I think that most of that naming came from the Iron Crown Enterprises Role-Playing Game: Middle-Earth Role-Playing. Tolkien specifically named Khamul, and the Witch King is confirmed as coming from Numenor (I think even from the line of Kings). Ren, Dwaw, etc. are inventions of Iron Crown Ent.


----------



## greypilgrim

then i don't need them. thanks.


----------



## Bucky

It says somewhere that 3 of the Nine were Black Numenoreans.

Khamul the 'Black Easterling', said in UT to be the most able to sense the Ring after the 'Witch King', but also the one most confused by sunlight.

The only other possibly named is 'Gothmog, Lieutenant of Morgul', who takes command of the forces attacking Minas Tirith after the 'Witch-king' is destroyed. 
Purely speculative, but if 6 or 7 of the Nazgul dwelt at that time in Minas Morgul, wouldn't one of them most likely be 2nd in command & not some 'regular' mortal?
Although Gothmog could've been like 'The Mouth of Sauron' too..... 
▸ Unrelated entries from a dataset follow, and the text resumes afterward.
PR #1688, opened 2023-02-02
Various example and flag text updates

sgagniere:
Checklist
---------
   * yes: ok

What
----
Updates to examples and flag strings.
- operations like "read" and "describe" for ACL commands are now lowercase in the example strings and the `--help` output. This is not a breaking change; only the text has been updated and the code continues to accept lower or upper case.
- Added new examples to `confluent iam rbac role-binding list` to highlight the `--inclusive` flag.
- Added more integration tests for help text.

References
----------
n/a

Test & Review
-------------
Ran all tests

Open Questions / Follow-ups
---------------------------
Should we update the description of the `confluent iam rbac role-binding list` command to explain which combinations of flags correspond to which scopes? For example, the `--environment` and `--cloud-cluster` flags together will display role bindings at the Cloud Cluster scope.

### DIFF
--- a/internal/pkg/acl/acl.go
+++ b/internal/pkg/acl/acl.go
@@ -187,9 +187,9 @@ func setAclRequestResourcePattern(conf *AclRequestDataWithError, n, v string) {
 }
 
 func convertToFlags(operations ...any) string {
-	var ops []string
+	ops := make([]string, len(operations))
 
-	for _, v := range operations {
+	for i, v := range operations {
 		// clean the resources that don't map directly to flag name
 		if v == cpkafkarestv3.ACLRESOURCETYPE_GROUP {
 			v = "consumer-group"
@@ -198,7 +198,7 @@ func convertToFlags(operations ...any) string {
 			v = "cluster-scope"
 		}
 		s := strings.ToLower(strings.ReplaceAll(fmt.Sprint(v), "_", "-"))
-		ops = append(ops, fmt.Sprintf("`--%s`", s))
+		ops[i] = fmt.Sprintf("`--%s`", s)
 	}
 
 	sort.Strings(ops)
@@ -208,13 +208,12 @@ func convertToFlags(operations ...any) string {
 func ConvertToLower(operations ...any) string {
 	ops := make([]string, len(operations))
 
-	for _, v := range operations {
-		s := strings.ToLower(strings.ReplaceAll(fmt.Sprint(v), "_", "-"))
-		ops = append(ops, s)
+	for i, v := range operations {
+		ops[i] = strings.ReplaceAll(fmt.Sprint(v), "_", "-")
 	}
 
 	sort.Strings(ops)
-	return strings.Join(ops, ", ")
+	return strings.ToLower(strings.Join(ops, ", "))
 }
 
 func ValidateCreateDeleteAclRequestData(aclConfiguration *AclRequestDataWithError) *AclRequestDataWithError {
--- a/internal/pkg/acl/acl.go
+++ b/internal/pkg/acl/acl.go
@@ -206,7 +206,7 @@ func convertToFlags(operations ...any) string {
 }
 
 func ConvertToLower(operations ...any) string {
-	var ops []string
+	ops := make([]string, len(operations))
 
 	for _, v := range operations {
 		s := strings.ToLower(strings.ReplaceAll(fmt.Sprint(v), "_", "-"))
--- a/internal/pkg/acl/acl.go
+++ b/internal/pkg/acl/acl.go
@@ -205,6 +205,18 @@ func convertToFlags(operations ...any) string {
 	return strings.Join(ops, ", ")
 }
 
+func ConvertToLower(operations ...any) string {
+	var ops []string
+
+	for _, v := range operations {
+		s := strings.ToLower(strings.ReplaceAll(fmt.Sprint(v), "_", "-"))
+		ops = append(ops, s)
+	}
+
+	sort.Strings(ops)
+	return strings.Join(ops, ", ")
+}
+
 func ValidateCreateDeleteAclRequestData(aclConfiguration *AclRequestDataWithError) *AclRequestDataWithError {
 	// delete is deliberately less powerful in the cli than in the API to prevent accidental
 	// deletion of too many acls at once. Expectation is that multi delete will be done via
--- a/internal/pkg/acl/acl.go
+++ b/internal/pkg/acl/acl.go
@@ -24,11 +24,19 @@ import (
 
 var listFields = []string{"Principal", "Permission", "Operation", "ResourceType", "ResourceName", "PatternType"}
 
-var AclOperations = []mds.AclOperation{mds.ACLOPERATION_ALL, mds.ACLOPERATION_ALTER, mds.ACLOPERATION_ALTER_CONFIGS,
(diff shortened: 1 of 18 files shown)


internal/pkg/acl/acl.go
```diff
@@ -205,6 +205,18 @@ func convertToFlags(operations ...any) string {
 	return strings.Join(ops, ", ")
 }
 
+func ConvertToLower(operations ...any) string {
+	var ops []string
```
brianstrauch, line 209: We already know the length of `ops`, so it's more efficient to allocate that space at the beginning.
```suggestion
	ops := make([]string, len(operations))
```

internal/pkg/acl/acl.go
```diff
@@ -205,6 +205,18 @@ func convertToFlags(operations ...any) string {
...
+
+	for _, v := range operations {
+		s := strings.ToLower(strings.ReplaceAll(fmt.Sprint(v), "_", "-"))
```
brianstrauch, line 212: You could move `strings.ToLower()` outside of the loop.

brianstrauch (approved):
Thank you!

internal/pkg/acl/acl.go
sgagniere: I moved it out of `ConvertToLower` but not the `convertToFlags` functions because it messes up the sorting (unless I change the hard-coded `consumer-group` and `cluster-scope` strings to upper case, which I can do if we think that's better).

internal/pkg/acl/acl.go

BTW, on another thread (non-Tolkien), I offered a free CD package of a recent concert to anyone who could come up with 5 names for #1.
I mean 'titles', not like when the orc says "I hear they've done in #1, & I hope it's true".
I found 7 so far.

Anyone wanna guess without looking it up in 'The Encyclopedia of Arda' or some other referrence book?


----------



## Bucky

Well, since nobody guessed, here goes:

1. The Witch-king of Angmar
2. The Lord of the Nazgul
3. The Black Captain
4. The Captain of Despair
5. The High Nazgul
6. The Morgul-Lord or The Lord of Morgul
7. The King of the Ringwraiths

He's actually called The King of the Nazgul by Gandalf once too.


----------



## BluestEye

Interesting, Bucky. I always wondered why Tolkien gave us the name of the Second in command of the Nazgul, but not the name of the Witch King himself.

Isn't it written somewhere in the History?

BluestEye


----------